Coluna Perspectiva por Arnaldo Eugênio, doutor em Antropologia/Foto: Reprodução – Arquivo Pessoal

A violência urbana à brasileira – principalmente na forma de homicídios – se intensificou a partir da segunda metade do século XX, sendo manifestada tanto nas pequenas cidades quanto nos grandes centros urbanos, cujas as principais vítimas ainda têm sido da população negra, jovem e periférica.

No imaginário coletivo, as percepções e representações de violência são produtos de narrativas contornadas pela experiência cotidiana de cada sujeito ou grupo social. À medida em que cresce a violência, na forma de criminalidade, também, aumenta o medo social – ou a sensação de insegurança –, que se transmuta na ideia de “cidade perigosa”, gerando mais e mais demandas por segurança nos municípios (Eugênio, 2012).

O medo – um elemento fundamental na experiência humana (Delumeau, 1989) –, associado ao pânico da finitude refletido pelos perigos iminentes e reais suscitados pela violência e a divulgação espetacularizada da criminalidade nas sociedades globais, pode engendrar uma mudança de hábitos, de comportamentos, suscitando estratégias de sobrevivência – p.ex. cercas elétricas, muros altos, câmeras de vigilância (Eugênio, 2012).

No discurso do senso comum, a noção de violência se caracteriza como um fenômeno ligado ao comportamento humano, tendendo vinculá-la a uma suposta irracionalidade ou incivilidade “herdada” da animalidade dos homens passados. Com isso, não percebe-se que há falha do Estado em prover educação e segurança, como uma das causas do aumento da violência urbana – ou “violência na cidade”.

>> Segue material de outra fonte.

PR #5382, opened 2022-06-16
Move US States Allowed Values Function

### LINKED ISSUE #2764: Move US States Allowed Values Function to be shared
# Story

As a developer, I can make use of a shared list of US States with the ability to alter it to add/remove options without recreating the wheel each time.

# Proposed solution

Move admissions_core_state_options function in [admissions_core](https://github.com/uiowa/uiowa/blob/9472ebe354cc7b50f9158a90eb11e15025cacc3a/docroot/sites/admissions.uiowa.edu/modules/admissions_core/admissions_core.module#L1074-L1132) to uiowa_core module, rename it to something like uiowa_core_state_options, and add an alter similar to [sitenow paragraphs](https://github.com/uiowa/uiowa/blob/main/docroot/modules/custom/sitenow_paragraphs/sitenow_paragraphs.module#L336) that allows [modification](https://github.com/uiowa/uiowa/blob/main/docroot/modules/custom/sitenow_articles/sitenow_articles.module#L268). Update the fields that currently use admissions_core_state_options to instead pull from uiowa_core (name change in config files).

IISC recently added a similar Iowa counties options function to uiowa_core.

An update hook in uiowa_core or sitenow to flush caches might be needed for a clean deployment. There are examples of these types of updates already in those .install files.

makurj:
Resolves #2764 

# How to test

1. `blt ds --site=admissions.uiowa.edu`
2. Create student profile content
3. Does the state field still work?
4. Repeat for SPPA


joewhitsitt:
Looks like https://github.com/uiowa/uiowa/blob/main/docroot/sites/sppa.uiowa.edu/modules/sppa_core/sppa_core.module#L14 could be updated to use this as well. Might need to compare lists to make sure they are the same and if not, use the alter to add/remove.

joewhitsitt:
I am going to remove these unrelated/messed up permission changes, and see about getting sppa wired up as well

joewhitsitt:
IMO, this is ready for testing on admissions and sppa. Since option keys are the same, there shouldn't be any issue with lost values.

e-marie-w:
This is successfully working! I can add a state to a student profile on Admissions, and add multiple states to an opportunity on SPPA. Existing student profiles and opportunities still have the right states listed. 

The original issue for this mentioned the possibility of needing an update hook. Is that still needed, or this ready for final approval?

makurj:
@joewhitsitt Does this still need an update hook to flush caches?

joewhitsitt:
Hmm. Forgot about that. Only Admissions/SPPA would be affected during deployment and Admissions is going to get cleared pretty quickly (alpha sorted). @pyrello do you have concerns that this field could be broken for SPPA during the deploy process?

pyrello:
The update hook to flush caches doesn't run until the the process gets to that site, so there is there is still the period of time before that where the some things might be broken.

One option is to just flush the caches for those sites when the deployment starts to run, especially since there are only two of them.

makurj:
Not sure I know how to flush caches through the sitenow.install file for specific sites.

pyrello:
> Not sure I know how to flush caches through the sitenow.install file for specific sites.

This would be running `drush cim` manually against the appropriate sites once the deployment had started.

joewhitsitt:
I think what Sean is suggesting is that when we start a deployment, to manually run drush cr for those two sites right away.

makurj:
Ah, got it. Thanks @joewhitsitt I was typing a message asking about that. Thanks @pyrello. Do we have to wait for deployment on the specific app the site(s) is on?

e-marie-w (approved):

PR #5268, opened 2022-05-11
proof of concept concept3d static map field

joewhitsitt:
relates to https://github.com/uiowa/uiowa/issues/5238

todo:

- more/better validation (validate maps.uiowa.edu domain, check for marker fragment, if link -> require everything else)
- better URL parsing (i think i am assuming the url ends with the marker id)
- map aspect ratio options (similar image style ratios)?
- lazy load (placeholder bg image with fade-in)?
- clean up what I am sure is overboard drush generate crap
- make it more form api friendly?

PR #5390, opened 2022-06-22
Static map as media entity

### LINKED ISSUE #5367: As a prospective student, I can view a residence hall map on housing.uiowa.edu
# Story

As a prospective student, I can view a campus map on each residence hall page on housing.uiowa.edu

# Proposed Solution

- From grooming on 6/14/22 , it sounded like we thought moving forward with treating this as a media entity makes sense. There are some notes on the PR linked below about some things to keep in mind (lazy loading, etc)

work was started in https://github.com/uiowa/uiowa/pull/5268 but sounds like we may go a different direction now.

e-marie-w:
Resolves https://github.com/uiowa/uiowa/issues/5367
<details>
<summary>Previous development details</summary>

Quick summary of where I'm leaving this at: 
- I haven't exported config, so when you pull this branch you'll need to go to https://housing.uiowa.ddev.site/admin/structure/media and create the static map media type (make sure to set Media Source as Static Map).
- Media Library and rendering is not working yet, you can test just adding a static map link on https://housing.uiowa.ddev.site/admin/content/media
- The 2 constraint/validation files will be needed but for now are commented out as they aren't working correctly
- the `docroot/modules/custom/sitenow_media_wysiwyg/css/media-overrides.css` and `docroot/modules/custom/sitenow_media_wysiwyg/sitenow_media_wysiwyg.libraries.yml` are most likely wrong, as nothing was rendering at all I delayed figuring out the right way to format them
- most of the static map files are identical to our panopto files, as I was trying to get just the basics working to start. `docroot/modules/custom/sitenow_media_wysiwyg/src/Plugin/Field/FieldFormatter/StaticMapUrlFormatter.php` and `docroot/modules/custom/sitenow_media_wysiwyg/src/Plugin/media/Source/StaticMap.php` borrow from other media types, though, and are probably why the media library doesn't work. When I change them to resemble panopto, though, I start getting `Plugin not found` errors.
</details>

# How to test

1. Pull down, composer install, all that jazz
2. Sync default site
3. create new page, use any wysiwyg and add a new media item
4. choose static map
5. paste the share link of any building on the uiowa map in the link field. (ex: https://maps.uiowa.edu/?id=1890#!m/579256)
6. fill out the other fields, (Tip: 17 is a good base zoom level)
7. verify thumbnail is created
8. Verify that a map is created
9. Verify that hovering over it shows a tooltip with the alt text
10. Verify that the aria-label of the link says that it will take you to maps.uiowa.edu
11. Verify that the `img` tag has alt text.
12. Edit media within WYSIWYG allows changing between Original (Medium Square), widescreen and ultrawide.
13. Test bad URLs (not maps.uiowa.edu base url, no id, no marker, incorrect marker). With dblog enabled check recent messages for an unable to create thumbnail message.


pyrello:
@e-marie-w and @GaryRidgway were looking at this today and invited me into check a few details regarding the work going in this PR. The issue I am noticing is that using a `StaticMapUrl` field type seems to indicate that the user is going to just paste in a URL to the field. After that, the user can add a label through a field added to the media type. 

The display of the map is handled via the `StaticMapUrlFormatter`, which can access the URL, but not the label, which we want to be able to set based on what the user inputs. As far as I can tell, without trying load in more entity information, there is no access to the fields that are set on the media entity when using the `StaticMapUrlFormatter`. So, it seems that the formatter cannot handle generating the map as current set up. 

When the prototype was created for this in https://github.com/uiowa/uiowa/pull/5268/files, it used a different type of field formatter that allowed for the different fields that we want to be able to use to get from the user that affect the map display. Based on what I saw today, it seems like an approach like that might work better, since we want the map to be the result of multiple values as part of a compound field.

GaryRidgway:
Thank you again for the consult and your thoughts @pyrello!

joewhitsitt:
Is the suggestion to use the custom field type (compound) within a media entity instead of extending Link or abandon the media entity approach?

pyrello:
From the quick look and little debugging we did yesterday, I don't think that extending Link will allow including a custom label unless the label is added to the URL that the user pastes in, which it can then be parsed out of. But requiring a user to understand how to do that seems a bit much.

pyrello:
FWIW, that last commit seems to have removed some config files that would not be considered theme files.

e-marie-w:
> FWIW, that last commit seems to have removed some config files that would not be considered theme files.

Ack forgot about those. We do want them removed but yes they're not theme, good catch.

joewhitsitt:
```
FILE: ...stom/sitenow_media_wysiwyg/src/Plugin/media/Source/StaticMap.php
----------------------------------------------------------------------
FOUND 2 ERRORS AFFECTING 2 LINES
----------------------------------------------------------------------
 96 | ERROR | Doc comment short description must start with a capital
    |       | letter
 97 | ERROR | Doc comment short description must be on a single line,
    |       | further text should be a separate paragraph
----------------------------------------------------------------------
FILE: ...itenow_media_wysiwyg/src/Plugin/Field/FieldType/StaticMapUrl.php
----------------------------------------------------------------------
FOUND 3 ERRORS AFFECTING 3 LINES
----------------------------------------------------------------------
 25 | ERROR | [x] Expected 1 blank line before function; 0 found
 33 | ERROR | [x] Functions must not contain multiple empty lines in
    |       |     a row; found 2 empty lines
 49 | ERROR | [x] Functions must not contain multiple empty lines in
    |       |     a row; found 2 empty lines
----------------------------------------------------------------------
PHPCBF CAN FIX THE 3 MARKED SNIFF VIOLATIONS AUTOMATICALLY
----------------------------------------------------------------------
FILE: ...ysiwyg/src/Plugin/Field/FieldFormatter/StaticMapUrlFormatter.php
----------------------------------------------------------------------
FOUND 2 ERRORS AFFECTING 2 LINES
----------------------------------------------------------------------
 23 | ERROR | Doc comment short description must start with a capital
    |       | letter
 24 | ERROR | Doc comment short description must be on a single line,
    |       | further text should be a separate paragraph
----------------------------------------------------------------------
FILE: ...edia_wysiwyg/src/Plugin/Field/FieldWidget/StaticMapUrlWidget.php
----------------------------------------------------------------------
FOUND 4 ERRORS AFFECTING 4 LINES
----------------------------------------------------------------------
 24 | ERROR | [ ] Missing short description in doc comment
 39 | ERROR | [ ] Missing short description in doc comment
 57 | ERROR | [x] Use null coalesce operator instead of ternary
    |       |     operator.
 61 | ERROR | [x] Functions must not contain multiple empty lines in
    |       |     a row; found 2 empty lines
----------------------------------------------------------------------
PHPCBF CAN FIX THE 2 MARKED SNIFF VIOLATIONS AUTOMATICALLY
----------------------------------------------------------------------
```

joewhitsitt:
i think i figured out how to get imagecache_external and media view modes to work. scope creep. not sorry.

scale is hardcoded at 2 (the middle size) and comes over as a square. so that is the original right now. added medium widescreen and medium ultrawide to make use of those options. allows us to start capturing scale later (small, large) with the same shape options.

joewhitsitt:
Screen Shot 2022-07-06 at 4 52 20 PM

Spotted an issue. Though we hide the name field, it looks like we need that default name code. Entity is being saved without a name

docroot/modules/custom/sitenow_media_wysiwyg/config/schema/sitenow_media_wysiwyg.schema.yml
```diff
@@ -0,0 +1,13 @@
...
+  type: config_object
+  label: 'Media entity static map settings'
+  mapping:
+    link:
+      type: uri
+      label: 'Link'
+    zoom:
+      type: integer
+      label: 'Zoom'
+    label:
```
joewhitsitt: this doesn't match up with the actual fields. was this pulled and modified from the remote image module? is this needed?

docroot/modules/custom/sitenow_media_wysiwyg/css/media-overrides.css
```diff
@@ -1,3 +1,9 @@
 .media-library-add-form__source-field .image-widget .image-preview {
     display: block;
 }
+
+.field--type-static-map .static-map {
```
joewhitsitt: this is no longer needed i believe

docroot/modules/custom/sitenow_media_wysiwyg/config/schema/sitenow_media_wysiwyg.schema.yml
e-marie-w: It might've been pulled from a different media entity. At the time I thought it was needed to get the fields to appear. It clearly wasn't in the end, I'll remove it.

joewhitsitt: i think you need to remove the entire file if empty for travis to be happy

e-marie-w: I thought it already existed but looking back I apparently did add it, removing now.

pyrello:
We probably want to have a default zoom value.

docroot/modules/custom/sitenow_media_wysiwyg/src/Plugin/Field/FieldFormatter/StaticMapUrlFormatter.php
```diff
@@ -0,0 +1,65 @@
...
+
+  /**
+   * {@inheritdoc}
+   */
+  public function viewElements(FieldItemListInterface $items, $langcode) {
+    $elements = parent::viewElements($items, $langcode);
+    $values = $items->getValue();
+    foreach ($elements as $delta => $entity) {
+      $location = str_replace('!m/', '', parse_url($values[0]['uri'], PHP_URL_FRAGMENT));
+      $label = $values[0]['alt'];
```
pyrello: One tiny nit: Can we change this variable to `$alt`?

pyrello:
@e-marie-w, just a quick note about your test instructions: Since there are no changes to `composer.lock`, there is no reason for the tester to run `ddev composer install`. Not a big deal, but probably a good idea to keep your instructions focused on the tasks that are strictly necessary so that the tester doesn't have to take extra time to test your PR :)

pyrello:
Pulling down to test.

docroot/modules/custom/sitenow_media_wysiwyg/src/Plugin/Field/FieldFormatter/StaticMapUrlFormatter.php
pyrello: I'll fix this.

pyrello:
A couple things I'm noticing that seem not quite right:
- When clicking the "Edit media" button in the WYSIWYG editor, there is a caption checkbox that doesn't seem to do anything. I just checked it against an image and the behavior is the same. Not sure if there is already an issue for this, but we probably want to make a note of it as a bug if there isn't one.
- When viewing the static map media entity on the media listing page, it has a not very friendly looking "name":
  Screen Shot 2022-07-07 at 3 59 18 PM
  This probably isn't a deal-breaker, but we probably want to have the alt text show up there? We might need to slightly refactor how we are referring to the alt text so that people understand it will be the label too.

pyrello:
Outside of the above issue with how the static map appears in the media library list, this looks good and I'm ready to approve. The only reason I am not is that I think we are probably better off fixing the above issue before rolling this out rather than in a follow-up issue.

joewhitsitt:
>When clicking the "Edit media" button in the WYSIWYG editor, there is a caption checkbox that doesn't seem to do anything. I just checked it against an image and the behavior is the same. Not sure if there is already an issue for this, but we probably want to make a note of it as a bug if there isn't one.

The caption should appear below the element and allow you to add text.

Screen Shot 2022-07-07 at 4 28 22 PM

e-marie-w:
> When clicking the "Edit media" button in the WYSIWYG editor, there is a caption checkbox that doesn't seem to do anything. I just checked it against an image and the behavior is the same. Not sure if there is already an issue for this, but we probably want to make a note of it as a bug if there isn't one.

For me checking the caption checkbox allows me to add a caption, once I've saved and exited that edit media menu. I assumed this was expected behavior?
 
> When viewing the static map media entity on the media listing page, it has a not very friendly looking "name":
> This probably isn't a deal-breaker, but we probably want to have the alt text show up there? We might need to slightly refactor how we are referring to the alt text so that people understand it will be the label too. too.

So this was actually on purpose. Panopto and some other media types also have that auto-naming structure for files. This might be wrong, but I think the reasoning was that it isn't obvious the name field is naming the file instead of adding a title for the displayed content. 

> Since there are no changes to composer.lock, there is no reason for the tester to run ddev composer install.

I didn't actually write these test instructions but thank you for the explanation of when composer install is actually needed! Turns out I have been running it when it wasn't needed.

Edit: Once again Joe is faster than me

joewhitsitt:
>When viewing the static map media entity on the media listing page, it has a not very friendly looking "name"

>So this was actually on purpose. Panopto and some other media types also have that auto-naming structure for files. This might be wrong, but I think the reasoning was that it isn't obvious the name field is naming the file instead of adding a title for the displayed content.

We do have the marker id, the alt text and the zoom level. Since we are hiding the name field, I can be on board with crafting one: media:static_map:marker-579168:zoom-17

Based on our discussion alt text didn't seem like a good administrative label

pyrello:
> Since we are hiding the name field

Is the name field being hidden to avoid people being confused about that vs the alt text?

What would it take to actually display a thumbnail of the map?

joewhitsitt:
> > Since we are hiding the name field
> 
> Is the name field being hidden to avoid people being confused about that vs the alt text?

Yes with the addition of simplicity and consistency

> What would it take to actually display a thumbnail of the map?

Similar to Panopto, we could grab separately grab a 512px version of the map making sure we have a fallback in case it fails.

This makes me think of two things:
- We aren't checking the concept3D response currently to make sure an image returns.
- Panopto thumbnails are never cleaned up.

joewhitsitt:
I'd be curious to see what happens for the media creation if the image URL didn't resolve (perhaps disable validation temporarily and pass a bad formed link in to simulate their service being down or something). If it handles poorly, we may need to use GuzzleHttp to ping it first and return error if there is an issue.

e-marie-w:
> We do have the marker id, the alt text and the zoom level. Since we are hiding the name field, I can be on board with crafting one: media:static_map:marker-579168:zoom-17

I've figured out how to grab the marker value, because that's coming from the URL. But the zoom level is set on the same window where the name is already generated. Right now I'm not seeing how we can grab the zoom value to add to the name field. Am I missing something obvious. or should the name just be `media:static_map:marker-584524` instead?

joewhitsitt:
ah makes sense. i think using the marker id is an improvement.

pyrello:
Per this comment, do we want to add the "provider" (maps.uiowa.edu) to the name to make these easily distinguishable from other providers once that becomes a thing?

e-marie-w:
> Per this comment, do we want to add the "provider" (maps.uiowa.edu) to the name to make these easily distinguishable from other providers once that becomes a thing?

Since other providers are not a thing yet, I feel like it's not needed at this time. But I'm not against it if we think it's necessary.

I did notice that when someone adds a static map via Content->Media->Add media the user will see the description `A static map image from maps.uiowa.edu.` Inserting from Media Library just has `Static map URL` on the first screen. Only on the second screen does it have text specifying maps.uiowa.edu. 

So, regardless of what we decide for the name, I think we should change that `Static map URL` label. We could do it like UICapture, where it specifies `Panopto URL`. Or we could do it like Remote video, which has `Add Remote video via URL` and then text below the input box specifying `Allowed providers: University of Iowa, Vimeo, YouTube`.

pyrello:
> Since other providers are not a thing yet, I feel like it's not needed at this time. But I'm not against it if we think it's necessary.

I haven't looked closely at what is involved in setting up the display name. The only reason to do this now vs later is if it would require an update hook or create more work down the road to change it from what it is now beyond just adding that information.

joewhitsitt:
I just tested to see if a media item is created on that first form (media_library_add). Nothing new is added to the database at that step. It says "The media item has been created but has not yet been saved." I am not sure what that actually means because this is what is called docroot/core/modules/media_library/src/Form/AddFormBase.php updateFormCallback and it is just an ajax replace command setting up the next form and setting focus. It is basically a simple input to fill in the next form (media entity). Looking at the other media_entity_* modules we have, none of them have validation at that step.

As I said before, the likelihood of an issue with the hardcoded the zoom during the get_headers validation is next to none.

e-marie-w:
So, can I remove that `'#required = TRUE'` I added to the media_library_add then? If none of the other media types are checking it seems unnecessary.

joewhitsitt:
> So, can I remove that `'#required = TRUE'` I added to the media_library_add then? If none of the other media types are checking it seems unnecessary.

That should stay. I am talking about the custom validation at that point

joewhitsitt:
I noticed the `$response` variable in the thumbnail_url section is unused. Might want to just go through that file one more time to clean up things that aren't needed. I think the fallback if fine if the thumbnail doesn't exist.

Added a test instruction about passing in a bad URL to test the thumbnail fallback log message.

I am going to create a follow up issue to look into garbage collection of panopto and static map thumbnails.

joewhitsitt:
Garbage collection issue: https://github.com/uiowa/uiowa/issues/5461

e-marie-w:
This is going to sound weird but if I delete the unused $response variable and put an invalid URL in the media library add it will not let me continue to the second form. It won't give me an error at that moment, but if I close the media library and reopen it then it will say:

`'Failed to fetch file due to error Client error: GET https://staticmap.concept3d.com/map/static-map/?map=1890&loc=58&scale=1&zoom=17 resulted in a 400 Bad Request response...`

So, it's like removing the $response variable somehow adds the validation from the second form to the first somehow.

joewhitsitt:
I guess `$this->client->request('GET', $thumbnail_url);` is needed for the try/catch but assigning it to a variable that is never used is probably not needed.

config/default/filter.format.filtered_html.yml
```diff
@@ -73,7 +73,7 @@ filters:
...
+      allowed_html: '<em> <strong> <cite> <blockquote cite class=""> <code> <ul type class=""> <ol start type class=""> <li> <dl> <dt> <dd> <s> <sup> <sub> <pre class=""> <span class=""> <hr class=""> <table border summary id role aria-label aria-labelledby class=""> <caption id> <tbody class=""> <thead class=""> <tfoot class=""> <th id align valign colspan rowspan scope class=""> <td align valign colspan rowspan headers class=""> <tr align valign class=""> <drupal-media data-entity-type data-entity-uuid data-align data-caption data-view-mode title alt> <br> <mark> <small class=""> <iframe src width height allowfullscreen title loading seamless sandbox> <a href hreflang title id target aria-label rel data-* class=""> <p class=""> <h2 id class=""> <h3 id class=""> <h4 id class=""> <h5 id class=""> <h6 id class=""> <div class="">'
```
pyrello: Could you provide some context about these changes?

pyrello:
Pulling this down to take a look.

pyrello:
Is this a message we are expecting related to the marker being wrong?
Screen Shot 2022-07-18 at 4 50 24 PM

pyrello:
I'm satisfied with all the elements of this except the last step, checking the error handling. 

In the step where I paste the URL, I am able to paste valid URL's (e.g. https://google.com) that are not going to be accepted on the next screen. This is a little confusing if you enter a URL that will not actually work, but you don't get alerted to it until you get to the second step, fill in the rest of the information, then get an error message.
Screen Shot 2022-07-18 at 4 55 16 PM
Screen Shot 2022-07-18 at 4 55 43 PM
Screen Shot 2022-07-18 at 4 56 29 PM

config/default/filter.format.filtered_html.yml
joewhitsitt: we needed to allow static map on the filtered_html config and when exported, these were changed. from my previous inspection, it moved the `<a>` tag stuff and changed all of the `class` attributes to include `=""`, however now that you have pointed it out I do see some regressions (table role, iframe). not sure what we can do to get these to stick.

e-marie-w:
I need to look into the filtered html and the invalid marker message. But I know the URL not giving an error until the second page is how many of the other media entities work, which is one reason we left it that way.

joewhitsitt:
>Is this a message we are expecting related to the marker being wrong?

That is not what is expected.. Do you know when and under what conditions that happened?

Update: oh did you pass in a valid URL like google.com? Since the response is valid, it would try to get the thumbnail and fail later on.

config/default/filter.format.filtered_html.yml
cory-skeers: Whenever I've made an addition to the `allowed_html`, I've been manually adjusting YML file. Handling it through an export seems to lead to lots of undesired changes. My hunch is that the export tries to consolidate to what it thinks is the most concise, restricted allowable list that matches what you've entered, but that the process has some issues (at least with our setup). That's a hunch I haven't dug into too far, though, since it doesn't come up too often.

tl;dr: Easiest way I've found around this issue is to manually adjust the YML in the codebase (and double and triple check I've only changed what I've intended).

pyrello:
> > Is this a message we are expecting related to the marker being wrong?

> That is not what is expected.. Do you know when and under what conditions that happened?

I used the share URL from this: https://maps.uiowa.edu/?id=1890#!m/545690?s/kinnick?ct/51247. Apparently, the 360 degree view creates an invalid marker.

joewhitsitt:
Made a note on this issue https://github.com/uiowa/uiowa/issues/5427 regarding unintended filtered_html config export result

joewhitsitt:
The file_mdm error seems to be related to limited exif data? https://www.drupal.org/project/file_mdm/issues/3229460

`sitenow_media_wysiwyg_file_presave` is called in our process and I am wondering if our custom code doesn't like the image in this situation. need to dive deeper here.

update: it pretty much skipped past the meat of the logic located there. this error doesn't cause blockers for the functionality or the user so I wonder if we can just ignore this here and follow that upstream issue?

joewhitsitt:
As for no validation on the media_library add form. I think leave as is for now. Like Marie said, we are following the patterns set by the other media_entity modules
Screen Shot 2022-07-19 at 4 16 27 PM

pyrello:
I'm testing this again.

pyrello (approved):
Looks good. Thanks for sticking with it!

e-marie-w:
Thank you for all the testing @pyrello!

PR #5391, opened 2022-06-22
update core to 9.3.17, updated core patches, update to htaccess

joewhitsitt:


joewhitsitt:
not very familiar with the htaccess patching we have implemented. looks fine, but it keeps generating a .orig version which is tracked in git. i forgot how to keep the change but get rid of the .orig...

joewhitsitt:
Ugh. Might be easier if I wasn't trying to update to 9.4.1... Closing and starting over.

Contudo, a lógica de que a segurança pública é um problema exclusivo dos estados deve ser superada. Pois, a segurança pública é, também, um dever dos governos municipais, porque é no território – ou seja, na cidade – que a população sofre os efeitos da insegurança no cotidiano.  É na cidade que a desumanização, o ódio extremo ao outro e a negação da alteridade são externalizadas, e apresentam uma situação de violência que “tende à barbárie dos purificadores étnicos ou dos erradicadores” (Wieviorka, 1997).

Assim, é fundamental que se entenda que a violência urbana está disseminada na cidade – na zona urbana e na rural –, atingindo preferencialmente, as classes subalternas da população. Nesse sentido, o enfrentamento à crescente demanda por segurança deve partir do fortalecimento da segurança pública nos municípios, a partir de um amplo protocolo interinstitucional, baseado na Constituição Federal (CF/88) e no Sistema Único de Segurança Pública (SUSP).

Um protocolo interinstitucional amplo, sendo intersetorial e com a participação da sociedade civil, servirá de auxílio para que os governos municipais desenvolvam planos de ações estratégicas de prevenção à violência na cidade – p.ex. criar suas guardas municipais, cuja competência geral é a proteção de bens, serviços, logradouros públicos municipais e instalações do município. Mas, não é só isso.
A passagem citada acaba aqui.